Dear Stay-at-Home Moms,
I want to start off by saying I'm sorry -- sorry if I have ever judged you, if I have ever talked negatively about you. Sorry that I have never truly seen how hard you work.
It's the old adage: the quest for balance only applies to working moms. We are the ones who are trying to make it all work. Running from here to there, wishing we had more time; trying to balance it all.
As a working mom, I have a lot of excuses. The laundry can pile up in the basket and the dishes can overflow in the sink. We can eat fast food, because I just don't have time to cook.
I have a feeling that you sometimes put more pressure on yourself than working moms to find balance. You don't have the luxury of excuses. The expectations placed on you as a mom offer less room for error. I suspect there are many times when you are harder on yourself than working moms.
I sometimes wonder if you would like to do something else. I wonder if you selflessly put your desires for a career aside to raise your children full-time. I can imagine that there are times when those feelings are hard to balance.
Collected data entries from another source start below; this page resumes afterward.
PR #225, opened 2016-03-16
(TK-342) Add with-logged-event-maps

rbrw:
Add with-logged-event-maps and with-logger-event-maps for the likely
case where you want to look at event maps rather than raw log events,
and you're happy to have the wrapper handle setting up the destination
atom:

  (with-logged-event-maps events
    (log/error "foo")
    (is (some #(= "foo" (:message %)) @events)))

Thanks to Chris Price for the suggestion.


cprice404:
@rbrw this looks great to me, thanks a ton for submitting.

Would you mind adding a quick blurb to the docs to show the example usage?:
https://github.com/puppetlabs/trapperkeeper/blob/master/documentation/Test-Utils.md#logging

rbrw:
@cprice404 will do.

cprice404:
+1, merging today unless anyone else chimes in

Issue #455, opened 2018-10-19
Retry on failures downloading images


juliogonzalez:
This is a feature request.

Today we are having HTTP 503 problems for a few days while downloading images from download.opensuse.org (one of the mirros returns 503 from time to time, see https://progress.opensuse.org/issues/42725 for details).

For the time being I asked openSUSE Heroes to disable the affected mirror, but it would be good if 

```
func (i *httpImage) Import(copier func(io.Reader) error, vol libvirtxml.StorageVolume) error {
```

Could retry for a few times before giving up.

Not sure if it should retry on all errors, but at least maybe on 403, 503 and network errors, as that could help avoid problems when using mirroring such as download.opensuse.org, and would not have really impact if using URLs that are not mirrors (other than the delay for the retries).

dmacvicar:
I will give it a shot using something like https://github.com/Rican7/retry

MalloZup:
https://github.com/cenkalti/backoff is also nice

MalloZup:
@dmacvicar  one question, i was wondering why we introduce a new dep/library.

Is this not solvable via terraform timeouts/refresh functions?

Or you proposed that library because of the `backoff` functionality? tia

dmacvicar:
I haven't decided whether to use the library. Ma be just a for loop that retries for 5xx and fails for 4xx is enough.

PR #479, opened 2018-11-13
WIP: Retry HTTP downloads for 5xx errors

dmacvicar:
This PR implements what is suggested on https://github.com/dmacvicar/terraform-provider-libvirt/issues/455

Most of the work was to do the proper testcase.

I also discovered a bug: we where not erroring at all for non-200 codes. We ignored [this part of the documentation](https://golang.org/pkg/net/http/#Client.Do):

>An error is returned if caused by client policy (such as CheckRedirect), or failure to speak HTTP (such as a network connectivity problem). A non-2xx status code doesn't cause an error. 

So _Import_ did not error, and the error we spit to the user was probably some garbage when trying to read an empty response. This is now fixed in 5fa3124f87600e6b5a87b692660fbe03566bc23d

### TODO

- [ ] wait/backoff between retries

### DIFF
--- a/libvirt/utils_volume.go
+++ b/libvirt/utils_volume.go
@@ -186,10 +186,15 @@ func (i *httpImage) Import(copier func(io.Reader) error, vol libvirtxml.StorageV
 	}
 
 	defer response.Body.Close()
+	log.Printf("[DEBUG]: url resp status code %s\n", response.Status)
 	if response.StatusCode == http.StatusNotModified {
 		return nil
 	}
-	log.Printf("[DEBUG]: url resp status code %s\n", response.Status)
+
+	if response.StatusCode != http.StatusOK {
+		return fmt.Errorf("Error while downloading %s: %d", i.url.String(), response.StatusCode)
+
+	}
 	return copier(response.Body)
 }
 
--- a/libvirt/utils_volume.go
+++ b/libvirt/utils_volume.go
@@ -169,6 +169,7 @@ func isQCOW2Header(buf []byte) (bool, error) {
 
 // number of download retries on non client errors (eg. 5xx)
 const maxHTTPRetries int = 3
+const retryWaitSec = 2
 
 func (i *httpImage) Import(copier func(io.Reader) error, vol libvirtxml.StorageVolume) error {
 	client := &http.Client{}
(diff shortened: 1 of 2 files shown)


libvirt/utils_volume.go
```diff
@@ -167,6 +167,10 @@ func isQCOW2Header(buf []byte) (bool, error) {
 	return false, nil
 }
 
+// number of download retries on non client errors (eg. 5xx)
+const maxHTTPRetries int = 3
+const retryWaitSec = 2
```
MalloZup: `super small nitpick` why the 2nd var we omit the type and in the first we have the type?  Can we have some coeherence along the vars ? :cat: 

( i think also we could move this variables *inside the the `scope` of  method `Import`, since seeing them here i would think they are global and shared along others methods/functions

libvirt/utils_volume.go
```diff
@@ -179,18 +183,30 @@ func (i *httpImage) Import(copier func(io.Reader) error, vol libvirtxml.StorageV
...
-		return nil
+		log.Printf("[DEBUG]: url resp status code %s (retry #%d)\n", response.Status, retryCount)
+		if response.StatusCode == http.StatusNotModified {
+			return nil
+		} else if response.StatusCode == http.StatusOK {
+			return copier(response.Body)
+		} else if response.StatusCode < 500 {
+			break
+		} else {
+			// retry
```
MalloZup: for this comment here i would expect that either we add more value to it, saying dunno why we are retrying and which behaviour this can happen like `Retry HTTP downloads for 5xx errors` or we can just omit ( because a programmer could read the `retrycount` var) and directly thinking there is a retry

libvirt/utils_volume.go
```diff
@@ -179,18 +183,30 @@ func (i *httpImage) Import(copier func(io.Reader) error, vol libvirtxml.StorageV
...
+			if retryCount < maxHTTPRetries {
+				time.Sleep(retryWaitSec * time.Second)
+			}
+		}
 	}
-	log.Printf("[DEBUG]: url resp status code %s\n", response.Status)
-	return copier(response.Body)
+	return fmt.Errorf("Error while downloading %s: %v", i.url.String(), response)
```
MalloZup: we could maybe say `unexpected Error while downloading ..` and differentiate the log,  because we are returning when we don't catch the error

dmacvicar: I don't think any of these errors is "expected".

dmacvicar:
Incorporated latest feedback from @MalloZup. Waiting for tests.

PR #516, opened 2019-01-03

abbbi:
Small patch that allows to define a disks cache mode as documented here:

 https://doc.opensuse.org/documentation/leap/virtualization/html/book.virt/cha.cachemodes.html


abbbi:
-> some FMT errors .. will resubmit.

PR #517, opened 2019-01-03

abbbi:
Small patch to allow setting of disk cache mode as described here: https://doc.opensuse.org/documentation/leap/virtualization/html/book.virt/cha.cachemodes.html

### DIFF
--- a/libvirt/resource_libvirt_domain.go
+++ b/libvirt/resource_libvirt_domain.go
@@ -158,6 +158,10 @@ func resourceLibvirtDomain() *schema.Resource {
 							Type:     schema.TypeString,
 							Optional: true,
 						},
+						"cache": {
+							Type:     schema.TypeString,
+							Optional: true,
+						},
 					},
 				},
 			},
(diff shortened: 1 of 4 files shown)


libvirt/resource_libvirt_domain.go
```diff
@@ -158,6 +158,10 @@ func resourceLibvirtDomain() *schema.Resource {
 							Type:     schema.TypeString,
 							Optional: true,
 						},
+						"cache": {
```
MalloZup: Add default value here

MalloZup:
https://github.com/dmacvicar/terraform-provider-libvirt/blob/master/CONTRIBUTING.md

libvirt/resource_libvirt_domain.go
abbbi: As i understand it, a default value is not needed here. The default cache mode from the underlying components will be used if the setting is not available in the domains disk xml:

"If no cache mode is specified, an appropriate default cache mode is used. "

that mode may be chosen by qemu then.

MalloZup: OK I will look later thx for clarification, was on mobile phone

MalloZup:
@abbbi I will relook it later on, thx

MalloZup:
@abbbi can you remove the 2nd commit? thx. I will have look next week.

abbbi:
Shall be gone by now.

abbbi:
will resubmit with testacc.

PR #518, opened 2019-01-03
Static routes for networks

inercia:
Static routes for networks. Users could now specify static routes in a network like this:

```hcl
    ...
    # (Optional) one or more static routes.
    # "cidr" and "gateway" must be specified. The format is:
    routes = [
    {
        cidr = "10.17.0.0/16"
        gateway = "10.18.0.2"
    },
    ...
```

### DIFF
--- a/Makefile
+++ b/Makefile
@@ -1,5 +1,8 @@
 LDFLAGS += -X main.version=$$(git describe --always --abbrev=40 --dirty)
 
+# default  args for tests
+TEST_ARGS_DEF := -covermode=count -coverprofile=profile.cov
+
 default: build
 
 build: gofmtcheck golint vet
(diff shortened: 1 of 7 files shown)


Makefile
```diff
@@ -8,12 +11,29 @@ build: gofmtcheck golint vet
...
+# unit tests
+# usage:
+# - run all the unit tests: make test
+# - run some particular test: make test TEST_ARGS="-run TestAccLibvirtDomain_Cpu"
 test:
-	go test -v -covermode=count -coverprofile=profile.cov ./libvirt
+	go test -v $(TEST_ARGS_DEF) $(TEST_ARGS) ./libvirt
 	go test -v .
+
+# acceptance tests
```
MalloZup: nice one here. can you update also this doc: https://github.com/dmacvicar/terraform-provider-libvirt/blob/master/CONTRIBUTING.md#running-the-tests-testacc

inercia: Done.

inercia:
@MalloZup I have updated the PR, implementing the `Read` part so Terraform can know about the current static routes. I don't really know much about how Terraform deals with `Update`, but I guess Terraform will know if things need to be updated when it can `Read` stuff, right?

MalloZup:
@inercia thx i will have look later on this.and let u know :dog: :national_park:

inercia:
It seems routes cannot be `Update`d, so we can skip our concerns about not implementing that part...

dmacvicar:
So, given that we use data sources for other network configurations, was that evaluated for this feature?

MalloZup:
Thank you for remark, 🦄 I opened an issue regarding this https://github.com/dmacvicar/terraform-provider-libvirt/issues/539

Issue #349, opened 2018-08-02
Configure VNC listen address


congaframe:
#  Version Reports:

### Distro  version of host:
Debian 8

### Terraform Version Report
(Provided by running `terraform -v`.)
0.11.7
### Libvirt version

```virsh --version```
1.2.9
### terraform-provider-libvirt plugin version (git-hash)
0.4.1
``` git log```
___
# Description of Issue/Question
Hi,
How can I specify the listen address for VNC?
It is currently listen to 127.0.0.1

My config is: 
```
  graphics {
    type = "vnc"
    listen_type = "address"
    autoport = "true"
  }
```
Thank you
### Setup
(Please provide the full **main.tf** file for reproducing the issue (Be sure to remove sensitive info)

### Steps to Reproduce Issue
(Include debug logs if possible and relevant.)

___
# Additional Infos:

Do you have SELinux or Apparmor/Firewall enabled? Some special configuration?
Have you tried to reproduce the issue without them enabled?

MalloZup:
@congaframe ciao thx for issue.
yop we just didn't implement that.  ( i added some details later)
What woud be your use-case just for curiosity?


for contributors interested look here:
starting from here: 
https://godoc.org/github.com/libvirt/libvirt-go-xml#DomainGraphicListener

and here: https://github.com/dmacvicar/terraform-provider-libvirt/blob/master/libvirt/resource_libvirt_domain.go#L1020

brgalloway:
> @congaframe ciao thx for issue.
> yop we just didn't implement that. ( i added some details later)
> What woud be your use-case just for curiosity?
> 
A specific use case for me is that the KVM hypervisor is hosted on a Ubuntu Server with no GUI. In order to get a console session you would have to find the new VM's listening port, and then ssh into the host server to forward the ports over an ssh tunnel. If you configure a specific listing ip address you can then just open a VNC Viewer session. All of my sessions for console are saved in VNC so I automatically know what the next available port will be for any new VM's.

congaframe:
hey, 
Our use-case is at the moment we need to login to the console in order to configure the VM, such as networking configuration for SSH. or sometimes we need to troubleshoot the VMs if ssh/network isn't working properly .

MalloZup:
fixed

PR #519, opened 2019-01-03
#349 Allow Configure VNC listen address

abbbi:
As statet in #349 it shall be possible to define a listener address for the VNC type listener.

This is handy in case you want  users allow to access the virtual machines you deployed via VNC connection to a special IP address on the host system. Defaults to 127.0.0.1 like before.

### DIFF
--- a/CONTRIBUTING.md
+++ b/CONTRIBUTING.md
@@ -1,5 +1,19 @@
 # How to contribute to terraform-libvirt-plugin:
 
+## Workflow/requirements for a PR:
+
+- Undocumented feature do not exist.
+Document each new feature.
+- Untested features do not exist.
+To ensure that what we code really works, relevant flows should be covered via acceptance tests.
+So when thinking about a contribution, also think about testability. All tests can be run local without the need of CI. Have a look at the Testing section (later on this page)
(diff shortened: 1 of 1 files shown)


abbbi:
Example:

  graphics {
    type = "vnc"
    listen_type = "address"
    autoport = "true",
    listen_address = "192.168.20.2"
  }

MalloZup:
@abbbi  thx for PR. i will try this out next week. sofar looks good, some tests-acc for this is needed for longterm maintainance.

website/docs/r/domain.html.markdown
```diff
@@ -408,10 +408,15 @@ The block supports:
 * `type` - the type of graphics emulation (default is "spice")
 * `autoport` - defaults to "yes"
 * `listen_type` - "listen type", defaults to "none"
+* `listen_address` - (Optional) IP Address where the VNC listener should be started if
+`listen_type` is set to `address`. Defaults to 127.0.0.1
```
inercia: I was wondering if it wouldn't be better to group these `listen_*` parameters in a

```hcl
   ...
   listen {
      type = "address"
      address = "127.0.0.1"
   }
   ...
```

PR #521, opened 2019-01-04
Allow setting of network card model

abbbi:
I might have the need to deploy some systems that do not bring virtio specific implementations and as such need other network card emulation models such as e1000.

Patch allows to set model type for network card.


MalloZup:
https://github.com/dmacvicar/terraform-provider-libvirt/pull/525

MalloZup:
@abbbi  i have reverted this PR because it was introducing regression on the testsacc.

Feel free to reopen a PR with testacc for this and fix what is failing on that PR . thx for your time and reviw to you and @inercia

abbbi:
i have absolutely no idea why the testacc is failing currently.
It sets default to virtio, but it seems during testacc, this default is not used:

```
--- FAIL: TestAccLibvirtDomain_NetworkInterface (11.70s)
    testing.go:538: Step 0 error: After applying this step, the plan was not empty:
        
        DIFF:
        
        UPDATE: libvirt_domain.xfsdcxrp4d
          network_interface.0.model: "" => "virtio"
          network_interface.1.model: "" => "virtio"
 [..]
          network_interface.0.hostname = 
          network_interface.0.mac = A6:E7:6F:96:70:81
          network_interface.0.macvtap = 
          network_interface.0.model = 
          network_interface.0.network_id = 6723b489-ce88-46e6-8a88-f8f65dded26c
          network_interface.0.network_name = default

```

abbbi:
OK, stuff was missing in the read function.

=== RUN   TestAccLibvirtDomain_NetworkInterface
--- PASS: TestAccLibvirtDomain_NetworkInterface (11.90s)

dmacvicar:
The whole reason we implemented XSLT support is because of #350 , which we decided against. So why was this merged?

dmacvicar:
I think schema changes require a good discussion, because they have implications.

May be I am biased, but I don't think both the codebase and the schema will scale if we add to the schema every tweak or exotic feature some user needs is added. Feel free to argue against, but until know I haven't seen the _cons_ outweighing the benefits.

Meanwhile we should document the general vision for the schema and the provider and establish a more thoughtful process for schema changes. We do need maintainers to share and be able to review based on that vision. The vision can be discussed and changed, but right now PR are not being merged in a consistent way.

On most days, you work harder than I do. You are task-oriented, committed, caring, fearless, and you certainly hold it together better than I do. You don't make excuses for why you forget things or don't get the laundry done. You can't fall back on the "I work full-time" statement.
I forget half of my kids' appointments, drop them off at their activities at the wrong time, neglect to send in money so they can buy popcorn, and leave them to a babysitter every morning. I get away with it because I work outside of the home.
I wonder what would happen if you had that track record. Would there be judgment, eye rolling, and gossip about how you were a bad mother? --Maybe--
I used to be jealous of you and maybe a bit angry, because your actions reminded me of my insecurities. You always seem to have the first day of school signs and cookies for the bake sale, volunteer countless hours in the classroom, stay up until all hours of the night prepping a project for our kids' teacher, organize all of the bingo nights and fun runs.
Then I stopped. I realized how fortunate we all are that there are women who choose to do this selfless job.
Jealousy turned to gratitude. Anger turned to appreciation.
Thank you for teaching my daughter how to tie her shoes in preschool.
Thank you for volunteering countless hours in the classroom to help educate my children.
Thank you for hugging them when I am not able to do it.
Thank you for always having the Band-Aids for my son at recess when he falls and scrapes his elbow.
Thank you for having the kindness to not judge this half-assed mom when I forgot my first day of school sign. Thank you for allowing me to use yours.
Thank you for teaching me about patience, consistency and kindness when I watch you do your job with grace.
Thank you for holding my hand and listening while I beat myself up for not being more available to my kids.
Thank you for helping me be a better mom.
I have learned a lot from you. You are doing one of the hardest jobs there is, and I admire you.
Oh, and next school year... maybe I will finally make my own "first day" sign.